On a recent episode of her podcast, On With Kara Swisher, the veteran tech journalist argued that AI may be hitting a ceiling—not just because of technical limitations, but because of human resistance.
“Human beings don’t like it,” she bluntly explained.
“Ultimately, [AI] feels like a Twinkie. It tastes like a Twinkie. And I don’t know if they can ever make it taste like an apple, if that makes sense. I don’t know if they can.”
Gen Zers are souring on AI as they see through the ‘fake’ and ‘performative,’ according to Kara Swisher
The path forward for AI companies is already getting steeper as sentiment, particularly among young people, begins to sour. A new survey from the Walton Family Foundation found that just 18% of Gen Zers feel hopeful about using AI, down from 27% the year prior. Nearly one-third of respondents said the technology makes them feel angry.
“I think people are moving faster towards the genuine versus the fake and the performative. I know that with my kids, I can see it. I can see it in the culture,” Swisher added. “People are craving community and people and things like that.”
That skepticism isn’t just abstract. It’s increasingly colliding with the realities of the workplace, where AI is being deployed not only as a productivity tool, but also as a justification for restructuring—and in some cases, reducing headcount. For many younger workers, that shift has turned AI from a distant technological promise into something far more immediate: a threat to the careers they are eager to get off the ground.
In response, some young people have already begun pivoting toward more “AI-proof” career paths, including skilled trades jobs, that are less susceptible to automation. And the shift goes beyond careers: Young people are also pulling back on screen-heavy habits, trading doomscrolling and video games for board games, manual cars, and vinyl records as they seek out more tangible, offline experiences in an increasingly digital world.

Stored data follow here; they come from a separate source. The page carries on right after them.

PR #253, opened 2020-07-24
CIRCSTORE-223: Add loan.status.name b-tree index.

bohdan-suprun:
https://issues.folio.org/browse/CIRCSTORE-223 - Create b-tree index for loan status.name

### DIFF
--- a/src/main/resources/templates/db_scripts/schema.json
+++ b/src/main/resources/templates/db_scripts/schema.json
@@ -101,6 +101,12 @@
           "tOps": "ADD",
           "caseSensitive": false,
           "removeAccents": false
+        },
+        {
+          "fieldName": "status.name",
+          "tOps": "ADD",
+          "caseSensitive": false,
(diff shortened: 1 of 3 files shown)


src/main/resources/templates/db_scripts/schema.json
```diff
@@ -101,6 +101,12 @@
           "tOps": "ADD",
           "caseSensitive": false,
           "removeAccents": false
+        },
+        {
+          "fieldName": "status.name",
+          "tOps": "ADD",
+          "caseSensitive": false,
+          "removeAccents": true
```
marcjohnson-kint, line 109: Has it been confirmed that this setting will align with a general CQL query for this property. There is a mixture of definitions for the other indexes.

bohdan-suprun: I have copied format from other `status.name` indexes.

PR #255, opened 2020-08-03
CIRCSTORE-230: Add loan.itemStatus b-tree index.

bohdan-suprun:
https://issues.folio.org/browse/CIRCSTORE-230 - Add b-tree index for loan.itemStatus

### DIFF
--- a/src/test/java/org/folio/rest/api/LoansApiTest.java
+++ b/src/test/java/org/folio/rest/api/LoansApiTest.java
@@ -1329,9 +1329,9 @@ public class LoansApiTest extends ApiTests {
   @Test
   public void canSearchByLoanStatus() throws Exception {
     final IndividualResource openLoan = loansClient.create(
-      new LoanRequestBuilder().open().checkedOut());
+      new LoanRequestBuilder().checkedOut());
 
-    loansClient.create(new LoanRequestBuilder().closed().checkedOut());
+    loansClient.create(new LoanRequestBuilder().checkedIn());
 
     final List<String> openLoans = loansClient.getMany("status.name==Open")
       .getRecords().stream()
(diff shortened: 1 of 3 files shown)


src/test/java/org/folio/rest/api/LoansApiTest.java
```diff
@@ -1329,9 +1329,9 @@ public void cannotProvideAdditionalPropertiesInLoanStatus()
   @Test
   public void canSearchByLoanStatus() throws Exception {
     final IndividualResource openLoan = loansClient.create(
-      new LoanRequestBuilder().open().checkedOut());
+      new LoanRequestBuilder().checkedOut());
 
-    loansClient.create(new LoanRequestBuilder().closed().checkedOut());
+    loansClient.create(new LoanRequestBuilder().checkedIn());
```
marcjohnson-kint, line 1334: Given this search is about the loan status, rather than the item status, why has the explicit specification of a loan status been removed?

src/test/java/org/folio/rest/api/LoansApiTest.java
```diff
@@ -1342,6 +1342,22 @@ public void canSearchByLoanStatus() throws Exception {
...
   }
 
+  @Test
+  public void canSearchByLoanItemStatus() throws Exception {
+    final IndividualResource agedToLostLoan = loansClient.create(
+      new LoanRequestBuilder().agedToLost());
+
+    loansClient.create(new LoanRequestBuilder().lostAndPaid());
+
+    final List<String> agedToLostLoans = loansClient.getMany("itemStatus==Aged to lost")
```
marcjohnson-kint, line 1352: Why does the builder define a loan that is `lost and paid` and yet the query tries to find a loan where the item is `aged to lost`?

Does `lostAndPaid` specify more than one aspect of the loan?

src/test/java/org/folio/rest/api/LoansApiTest.java
bohdan-suprun: The status has been encapsulated in the checkIn/out methods of loan builder.

src/test/java/org/folio/rest/api/LoansApiTest.java
bohdan-suprun: there is one more loan declaration above the lostAndPaidLoan.

PR #269, opened 2020-11-12
CIRCSTORE-247 - Request log actions: Pickup expired, Expired

khandramai:
[CIRCSTORE-247](https://issues.folio.org/browse/CIRCSTORE-247) - Request log actions: Pickup expired, Expired


khandramai:
+ @siarhei-charniak

descriptors/ModuleDescriptor-template.json
```diff
@@ -1,6 +1,28 @@
 {
   "id": "${artifactId}-${version}",
   "name": "Circulation Storage Module",
+  "requires": [
+    {
+      "id": "login",
+      "version": "7.0"
+    },
```
bohdan-suprun, line 8: Is this needed because the request expiration process is not an OKAPI timer event but Vert.x periodic task, so we don't have neither okapi-url nor user-token?

If yes, then we should just convert the expiration process to an OKAPI scheduled job. What do you think?

khandramai: Yes, you are correct. Could you please provide more details on OKAPI scheduled job?

khandramai: Do you mean timer interface https://github.com/folio-org/okapi/blob/master/doc/guide.md#timer-interface?

khandramai: @bohdan-suprun @marcjohnson-kint  I tried to minimize interference with the existing logic. If you guys think that timer interface will be more suitable then I will redo this PR. Let me please know your opinion.

bohdan-suprun: Yes, I've pushed some draft changes for this, see [CIRCSTORE-247-use-okapi-scheduled-jobs-for-rq-expiration branch](https://github.com/folio-org/mod-circulation-storage/compare/CIRCSTORE-247-use-okapi-scheduled-jobs-for-rq-expiration?expand=1)

marcjohnson-kint: I think it would be preferable to use the okapi timer interface. The built in RAML Module Builder timed execution is pretty much deprecated and contributes to some operational challenges.

I don't think it is appropriate to impersonate the `pub-sub` user during these processes (it has sometimes been an unfortunate side effect of using pub-sub in other processes due the how message delivery works). I understand it is convenient because that user already exists. It creates a subtle coupling between this module and mod-pubsub.

If this code is switched to use the okapi timer interface, this process will effectively be anonymous, meaning there will not be a user associated with any of these log entries.

In general, I think that storage modules should try to avoid dependencies wherever possible. (this is based upon my understanding of the original intent of storage modules, that I'm trying to verify)

My personal preference would've been for these activities to be moved to mod-circulation and then extends to publish messages for the circulation log. I imagine we aren't in a position to do that at this point.

Mikhail sought a special case for a dependency on `Kafka` from `mod-inventory-storage` yesterday and `mod-source-record-storage` already has dependencies on `pub-sub` so the dependencies are creeping in anyway.

khandramai: OK, guys. I start on refactoring. Thank you!

src/main/java/org/folio/rest/impl/TenantRefAPI.java
```diff
@@ -44,11 +45,19 @@ public void postTenant(TenantAttributes ta, Map<String, String> headers,
               .respond500WithTextPlain(res1.cause().getLocalizedMessage())));
             return;
           }
-          hndlr.handle(io.vertx.core.Future.succeededFuture(PostTenantResponse
-            .respond201WithApplicationJson("")));
+          PubSubRegistrationService.registerModule(headers, vertx)
+          .handle((aBoolean, throwable) -> {
```
bohdan-suprun, line 49: We can use `whenComplete` here so we won't need `return null` at the end.
```suggestion
          .whenComplete((aBoolean, throwable) -> {
```

descriptors/ModuleDescriptor-template.json
bohdan-suprun, line 8: Could this dependency be removed now, since we don't log in anymore?

siarhei-charniak: Yes, sure

src/main/java/org/folio/service/PubSubRegistrationService.java
```diff
@@ -0,0 +1,71 @@
...
+
+    try {
+      for (EventType eventType : EventType.values()) {
+        CompletableFuture<Boolean> future = new CompletableFuture<>();
+        client.deletePubsubEventTypesPublishersByEventTypeName(eventType.name(), PubSubClientUtils.constructModuleName(), ar -> {
+          if (ar.statusCode() == HTTP_NO_CONTENT.toInt()) {
+            future.complete(true);
+          } else {
+            ModulePubSubUnregisteringException exception = new ModulePubSubUnregisteringException(
+                String.format("Module's publisher for " + "event type %s was not unregistered from PubSub. HTTP status: %s",
```
bohdan-suprun, line 55:
```suggestion
                String.format("Module's publisher for event type %s was not unregistered from PubSub. HTTP status: %s",
```

src/main/java/org/folio/support/ExpirationTool.java
```diff
@@ -212,14 +223,18 @@ private static Request changeRequestStatus(Request request) {
...
 
     Future<Void> future = succeededFuture();
     Set<String> closedRequestsItemIds = new HashSet<>();
 
     for (Request request : requests) {
+      JsonObject pair = new JsonObject();
+      pair.put(ORIGINAL.value(), JsonObject.mapFrom(request));
       closedRequestsItemIds.add(request.getItemId());
       Request updatedRequest = changeRequestStatus(request).withPosition(null);
+      pair.put(UPDATED.value(), JsonObject.mapFrom(updatedRequest));
```
bohdan-suprun, line 236: Do you need all the properties in request or just certain fields? Will it be handled properly if a new property is added?

siarhei-charniak: It is better to have all the properties for the possible future changes, new properties will not affect the result

PR #271, opened 2020-11-17
CIRCSTORE-257: Loan policy: Allow recalls to extend overdue loans

kaladay:
## Purpose
Provide the storage for the Boolean and Period representing the Alternate Recall Return and Alternate Recall Return Interval.

Resolves: https://issues.folio.org/browse/CIRCSTORE-257

## Approach
Update the loan-policy raml and its respective version.
Update the appropriate examples.
Update the relevant tests.
I also noticed that the example loan policy could be more thorough of an example.

### DIFF
--- a/ramls/loan-policy.json
+++ b/ramls/loan-policy.json
@@ -109,6 +109,15 @@
               "type": "object",
               "$ref": "period.json",
               "description": "Recall return interval"
+            },
+            "alternateRecallReturn": {
+              "type": "boolean",
+              "description": "Allow recall return interval for overdue loans"
+            },
+            "alternateRecallReturnInterval": {
+              "type": "object",
+              "$ref": "period.json",
+              "description": "Alternate recall return interval for overdue loans"
             }
           }
         },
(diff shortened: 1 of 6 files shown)


ramls/loan-policy.json
```diff
@@ -109,6 +109,15 @@
...
               "description": "Recall return interval"
+            },
+            "alternateRecallReturn": {
+              "type": "boolean",
+              "description": "Allow recall return interval for overdue loans"
+            },
+            "alternateRecallReturnInterval": {
+              "type": "object",
+              "$ref": "period.json",
+              "description": "Alternate recall return interval for overdue loans"
```
bohdan-suprun, line 120: I'd personally keep only the period property and if it exists - it means that alternate recall return interval is true, otherwise - false. 

If we still need two properties, then we probably should add a validation so that `alternateRecallReturnInterval` is specified if the flag is true and is not specified if the flag is false.

What do you think?

kaladay: Makes sense. I suppose I was being too literal in following the mockups.

marcjohnson-kint: There is a part of me that likes the combination of the two properties, it makes the choice as to whether an alternate was chosen explicit and (if the combined validation is provided) makes accidental configuration less likely.

bohdan-suprun (approved):

PR #275, opened 2020-11-19
CIRCSTORE-260: Anonymize loan history entries as well as loan.

bohdan-suprun:
https://issues.folio.org/browse/CIRCSTORE-260 - Anonymize all versions of loans when anonymizing

### Changes
* Fix the SQL query so that the loan history is also anonymized.

### DIFF
--- a/src/main/java/org/folio/rest/impl/AnonymizeStorageLoansAPI.java
+++ b/src/main/java/org/folio/rest/impl/AnonymizeStorageLoansAPI.java
@@ -118,14 +118,14 @@ public class AnonymizeStorageLoansAPI implements AnonymizeStorageLoans {
     // Only anonymize the history for loans that are currently closed
     // meaning that we need to refer to loans in this query
     final String AnonymizeStorageLoansActionHistorySql = String.format(
-      new StringBuilder().append("UPDATE %s_%s.%s l")
+      new StringBuilder().append("UPDATE %s_%s.%s al")
         .append(" SET jsonb = jsonb #- '{loan,userId}'")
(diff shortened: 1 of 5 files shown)


src/main/java/org/folio/rest/impl/AnonymizeStorageLoansAPI.java
```diff
@@ -118,14 +118,14 @@ private String createAnonymizationSQL(@NotNull Collection<String> loanIdList,
...
         .append(" SET jsonb = jsonb #- '{loan,userId}'")
         .append(" WHERE jsonb->'loan'->>'id' IN")
         .append(" (SELECT l.jsonb->>'id' FROM %s_%s.loan l")
         .append(" WHERE l.id in ")
         .append(loanIds)
         .append(" AND l.jsonb->'status'->>'name' = 'Closed')")
-        .append(" AND  l.jsonb->'userId' is NOT NULL")
+        .append(" AND  al.jsonb->'loan'->>'userId' is NOT NULL")
         .toString(),
       tenantId, MODULE_NAME, LOAN_HISTORY_TABLE, tenantId, MODULE_NAME);
```
marcjohnson-kint, line 130: Does this mean the logic for anonymising loan history was already present (it just wasn't working)?

marcjohnson-kint (approved):

src/main/java/org/folio/rest/impl/AnonymizeStorageLoansAPI.java
bohdan-suprun: Yes, correct

PR #335, opened 2020-10-30
Fix for SoundEffect not respecting sampler chunk start/end loop data

FrozenChameleon:
SoundEffect in XNA respects wav sampler chunk start/end data for looping (which can be set with a program such as Wavosaur). Currently FNA SoundEffect does not.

As tech companies prepare to cut headcounts in the name of AI, Gen Z is taking note
Earlier this year, payments firm Block became a poster child for major layoffs in the name of AI—cutting its workforce nearly in half from over 10,000 to just under 6,000.
“We’re already seeing that the intelligence tools we’re creating and using, paired with smaller and flatter teams, are enabling a new way of working which fundamentally changes what it means to build and run a company,” Block CEO Jack Dorsey wrote on X.
At Amazon, CEO Andy Jassy similarly said last year that generative AI will likely reduce the need for certain roles.
“We will need fewer people doing some of the jobs that are being done today, and more people doing other types of jobs,” he wrote in a June 2025 letter to Amazon employees. “It’s hard to know exactly where this nets out over time, but in the next few years, we expect that this will reduce our total corporate workforce as we get efficiency gains from using AI extensively across the company.”
The company then went on to cut 14,000 employees in the fall, but Jassy cited the layoffs as a mismatched cultural fit, not “really AI-driven, not right now at least.”
The distinction may be beside the point for the workers affected. AI may not be the sole driver of layoffs, but paired with rising unemployment among young workers, the perception alone is reshaping how Gen Z thinks about the future. Nearly half (48%) say AI’s risks outweigh its benefits in the workplace—up from 37% just a year ago, according to the Walton Family Foundation survey.
The long-term irony could be stark. A workforce hollowed out by automation is also a consumer base hollowed out of their jobs—and resentful toward the technology. The companies racing to replace workers with AI may eventually find themselves with fewer people willing, or able, to buy what they’re selling.